13.1.4. Any damage or destruction due to casualty
notwithstanding, Tenant's obligation to pay Minimum Rent and Additional Rent
required by this Lease shall remain unabated by reason of any damage or
destruction to the Premises, and Tenant's obligation to pay Percentage Rent
required by this Lease shall also remain unabated by reason of any damage or
destruction to the Premises which does not result in a reduction of Gross Sales.
If and to the extent that any damage or destruction results in a reduction of
Gross Sales which would otherwise be realizable from the operation of the
Premises, then Landlord shall receive all loss of income insurance proceeds
equal to the Rent (including Percentage Rent based upon the Percentage Rent paid
for the previous Lease Year) Tenant would otherwise have been required to pay,
and Tenant shall have no obligation to pay Percentage Rent which would have
otherwise been realizable from Gross Sales generated by the operation of the
Premises; provided, however, that if such damage or destruction was caused by
Tenant's gross negligence or willful misconduct, Tenant shall remain liable for
the amount of Percentage Rent which otherwise would have been realizable from
the operation of the Premises, and the basis for the payment of such Percentage
Rent shall be the average Percentage Rent paid by Tenant during the last three
preceding Lease Years (or if three Lease Years have not elapsed, the average
during the preceding Lease Years or if one Lease Year has not elapsed, the
amount derived by annualizing the Percentage Rent from the Commencement Date) as
if such damage or destruction had not occurred.
68
13.2. Effect of No-Insurance.
Nothing contained herein shall relieve Tenant of its obligations under this
Article if the destruction or damage is not covered, either in whole or in part,
by insurance, or if the net insurance proceeds shall be insufficient to pay the
entire cost of the repair, restoration or replacement; and Tenant's liability
under this Article shall survive any termination of this Lease (other than a
termination pursuant to Subsection 13.1.3 hereof).
13.3. Event of Default.
Any provision of this Lease to the contrary notwithstanding, if an Event of
Default has occurred and is continuing, or if this Lease is terminated by reason
of the occurrence of an Event of Default, all insurance proceeds and/or
condemnation awards shall be turned over to Landlord, on demand, for application
to restoration of the Premises or as Landlord otherwise directs and Tenant shall
assign to Landlord any and all rights which it has to receive any insurance
proceeds.
13.4. Risk of Loss of Property and Risk of Injury.
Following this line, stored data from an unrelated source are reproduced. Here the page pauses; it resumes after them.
PR #413, opened 2026-07-05
[ISSUE #390] Fix addProxyAddr failure caused by Content-Type header overwritten in _fetch

### LINKED ISSUE #390: 无法添加 ProxyAddr
页面： 

Image

接口：
/proxy/addProxyAddr.do

报错：
```json
{
    "status": -1,
    "data": null,
    "errMsg": "Required request parameter 'newProxyAddr' for method parameter type String is not present"
}
```
原因：

前端是通过request body发送的，后端是通过request param接收的

相关代码：
前端：https://github.com/apache/rocketmq-dashboard/blob/master/frontend-new/src/api/remoteApi/remoteApi.js#L912
后端：https://github.com/apache/rocketmq-dashboard/blob/master/src/main/java/org/apache/rocketmq/dashboard/controller/ProxyController.java#L42

itxaiohanglover:
Fixes #390. The _fetch method overwrites caller-specified Content-Type with application/json, causing addProxyAddr form-urlencoded body to be unparseable by Spring MVC @RequestParam. Fix by putting default Content-Type before spread operator.

### DIFF
--- a/frontend-new/src/api/remoteApi/remoteApi.js
+++ b/frontend-new/src/api/remoteApi/remoteApi.js
@@ -61,8 +61,8 @@ const remoteApi = {
 
     _fetch: async (url, options = {}) => {
         const headers = {
-            ...options.headers,
             'Content-Type': 'application/json',
+            ...options.headers,
         };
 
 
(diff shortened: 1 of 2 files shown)


RockteMQ-AI (approved):
### Summary
Two fixes in one PR:

1. **JS fix (remoteApi.js):** Correct — the spread operator ordering was causing caller-specified Content-Type headers to be overwritten by the default. Moving the default before the spread allows callers (like addProxyAddr) to override it with application/x-www-form-urlencoded.

2. **Java fix (ConsumerServiceImpl.java):** Good null guard for getAllSubscriptionGroup() — prevents NPE when a broker returns null, and the logic change from AND to OR in the final check correctly handles the null case.

**Note:** PR #412 contains the same Java fix. If both are merged, there will be a conflict. Consider coordinating with #412.

LGTM.

---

Landlord shall not at any time be liable for any loss of or damage to any
property of Tenant or others in or upon the Premises or any adjoining sidewalks,
streets, roads or ways, and Landlord shall not be liable to anyone for personal
damage or injury in or upon the Premises or any adjoining sidewalks, streets,
roads or ways.
13.5. Landlord's Election. Following damage to or destruction of the
Premises, Tenant may request in writing whether or not Landlord elects to
rebuild the Premises to the extent of Landlord's Work. If Landlord elects not to
rebuild, then this Lease shall terminate as of the date Tenant ceases operating
from the Premises due to such damage or destruction. Nothing contained in this
Lease shall require Landlord to repair or rebuild the Premises following damage
or destruction thereto.
14. CONDEMNATION.
14.1. Applicable Definitions and Standards.
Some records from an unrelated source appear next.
PR #442, opened 2026-07-16
[ISSUE #441] Validate audit query and cleanup parameters

### LINKED ISSUE #441: [Studio][Bug] Validate audit pagination and cleanup retention parameters
### Problem

`AuditService.queryLogs` currently accepts non-positive `page` and `pageSize` values and calculates its offset using `int` arithmetic. Invalid values can cause `subList` index failures, while sufficiently large valid integers can overflow and return the wrong page or fail unexpectedly.

`AuditService.cleanupLogs` also accepts zero or negative `beforeDays`. A zero value uses the current time as the cutoff, and a negative value moves the cutoff into the future, which can delete recent audit data instead of enforcing a positive retention period.

### Expected behavior

- Reject non-positive pagination values with a clear client error.
- Calculate pagination bounds without integer overflow.
- Reject non-positive audit retention values before calling the repository.

### Proposed fix

Validate the service inputs with `BusinessException` code 400, use `long` arithmetic for pagination bounds, and add regression tests for invalid and extreme values.

btlqql:
### Summary

- validate audit query pagination before reading repository data
- use `long` arithmetic for pagination bounds to avoid integer overflow
- reject zero or negative audit cleanup retention values
- add regression tests for invalid and extreme inputs

### Problem and root cause

`AuditService.queryLogs` used unchecked `int` values directly in `subList` index calculations. Non-positive inputs could produce invalid indices, and multiplying large positive page values could overflow. `cleanupLogs` similarly accepted non-positive retention periods, allowing a cutoff at the current time or in the future and risking deletion of recent audit entries.

### Impact

Invalid requests now fail predictably with `BusinessException` code 400 before repository work begins. Valid large pagination inputs no longer overflow, and cleanup always requires a positive retention period.

### Verification

- `mvn -o -B -ntp -Dtest=AuditServiceTest test` — 16 tests passed
- `mvn -o -B -ntp test` — 161 tests passed
- Checkstyle — 0 violations
- `git diff --cached --check` — passed

Fixes #441

### DIFF
--- a/server/src/main/java/com/rocketmq/studio/ops/audit/AuditService.java
+++ b/server/src/main/java/com/rocketmq/studio/ops/audit/AuditService.java
@@ -17,6 +17,7 @@
 package com.rocketmq.studio.ops.audit;
 
 import com.rocketmq.studio.common.domain.PageResult;
+import com.rocketmq.studio.common.exception.BusinessException;
 import lombok.RequiredArgsConstructor;
 import lombok.extern.slf4j.Slf4j;
 import org.springframework.stereotype.Service;
@@ -38,6 +39,7 @@ public class AuditService {
     public PageResult<AuditRecordVO> queryLogs(int page, int pageSize, String search,
                                              String operationType, String startDate,
                                              String endDate, String result) {
+        validatePagination(page, pageSize);
         log.info("Querying audit logs, page={}, pageSize={}, search={}, operationType={}, result={}",
                 page, pageSize, search, operationType, result);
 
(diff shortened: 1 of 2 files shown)


RockteMQ-AI (approved):
LGTM — solid input validation improvements.

The changes add proper bounds checking for pagination parameters and audit query cleanup:
- Uses `long` arithmetic to prevent integer overflow in page calculations
- Rejects non-positive retention values upfront
- Defensive null checks on query parameters

Test coverage is thorough — validates edge cases like overflow, negative values, and boundary conditions. Clean, defensive coding that prevents potential issues with malformed requests.

---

For the purposes of this Article: (i) a "TAKING" (and its derivations) shall
mean any condemnation or exercise of the power of eminent domain by any public
authority vested with such power, or any taking in any other manner for public
use, including a private purchase, in lieu of condemnation, by a public
authority vested with the power of eminent domain or a sale by Landlord under
threat of condemnation; (ii) the "TAKING DATE" of any Taking shall mean the
earlier of the date upon which title to the Premises or portion thereof taken is
vested in the condemning authority, or the date upon which possession of the
Premises or portion thereof is taken by the condemning authority; and (iii)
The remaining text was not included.